HIGHLIGHTS:
- Texas filed a lawsuit against Allstate Corp. for allegedly selling consumers’ driving behavior data.
- The company allegedly sold the data to mobile devices, in-car devices, and vehicles.
- The data covers trillions of miles of driving behavior
The state of Texas has filed a lawsuit against insurance company Allstate Corp. and its subsidiaries over allegations that it illegally collected and sold consumers’ driving behavior data.
According to a report, Allstate secretly collected and sold its consumers’ data to mobile devices, in-car devices, and vehicles covering trillions of miles of their driving behavior to build the world’s largest driving behavior database which it shared with third parties, including other car insurance carriers.
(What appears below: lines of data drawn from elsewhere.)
PR #6919, opened 2022-10-05
All: Add SwissDisk sync target (based on WebDAV)

benmcollins:
One of the biggest support requests we get is "what's the WebDAV URL". This change aims to hide and hard code details that will never change so that SwissDisk users can have a simpler sync setup page.

Full disclosure, I own SwissDisk.

### DIFF
--- a/README.md
+++ b/README.md
@@ -172,7 +172,7 @@ A community maintained list of these distributions can be found here: [Unofficia
 - [Web Clipper](https://github.com/laurent22/joplin/blob/dev/readme/clipper.md) for Firefox and Chrome.
 - End To End Encryption (E2EE).
 - Note history (revisions).
-- Synchronisation with various services, including Nextcloud, Dropbox, WebDAV and OneDrive.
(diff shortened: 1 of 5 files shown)


benmcollins:
Screen Shot 2022-10-05 at 11 48 50 AM

laurent22:
I don't think we'll add that as it's a lot of extra code to maintain, just to make it a bit easier for SwissDisk users.

Currently we have a Nextcloud sync target because it was planned to do something special for it (but that didn't happen), but any other generic WebDAV target should simply be WebDAV.

benmcollins:
> I don't think we'll add that as it's a lot of extra code to maintain, just to make it a bit easier for SwissDisk users.
> 
> Currently we have a Nextcloud sync target because it was planned to do something special for it (but that didn't happen), but any other generic WebDAV target should simply be WebDAV.

I have some plans as well. For starters, SeissDisk allows creating public links through a propset. I’d like to extend that for Joplin’s share feature.

laurent22:
Thanks but at this point I don't think we'll add this sync target, unless indeed it starts having special features and there's a demand from users.

PR #6928, opened 2022-10-08
Android: Fix the failure of attaching documents

wh201906:
In the latest Android pre-release, Joplin cannot attach any types of files except images. The log shows Joplin doesn't have the permission.
```
"Could not attach file:", Error: You don't have read/write permission to access uri: content://com.android.providers.media.documents/documet/documentXXXX
```
In the code, the processes of attaching images and attaching other types of files are different. The former uses `react-native-fs` directly, the latter might use `react-native-saf-x`. To resolve this issue, I replaced some `shim.fsDriver().xx()` with corresponding `RNFS.xx()`
[Related forum topic](https://discourse.joplinapp.org/t/cannot-attaching-documents-not-images-in-v2-9-3-on-android/27709)

### DIFF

“Millions of Americans, including Texans were never informed about, nor consented to, defendants’ continuous collection and sale of their data,” the lawsuit said.
Millions Paid to App Developers
Texas Attorney General Ken Paxton argued that Allstate collected much of its data by maintaining active connections with consumers’ mobile devices and harvesting the data directly from their phones.
The lawsuit claimed that the company developed software integrated into third-party applications so that when consumers downloaded the applications, they unknowingly downloaded Allstate’s software as well.
“Once defendants’ software was downloaded onto a consumer’s device, defendants could monitor the consumer’s location and movement in real time,” the lawsuit read.
Paxton further claimed that Allstate had paid application developers millions of dollars to integrate its software into their apps and incentivized them with “generous” bonuses for increasing the size of the dataset.
After collecting the data, the company would then sell information to other insurers and use the data for its insurance underwriting.
Allstate was said to have violated the Texas Data Privacy and Security Act, the state’s Data Broker Law, and the Texas Insurance Code’s prohibition on unfair and deceptive acts and practices in the business of insurance.
Paxton demanded a jury trial and requested that Allstate pay civil penalties and make full restitution to all consumers who suffered a loss as a result of its alleged actions.
Last year, an Arizona federal judge had refused to dismiss an Allstate class action lawsuit alleging the company underpaid policyholders for property damage claims, challenging its method of calculating actual cash value payment obligations for structural property losses.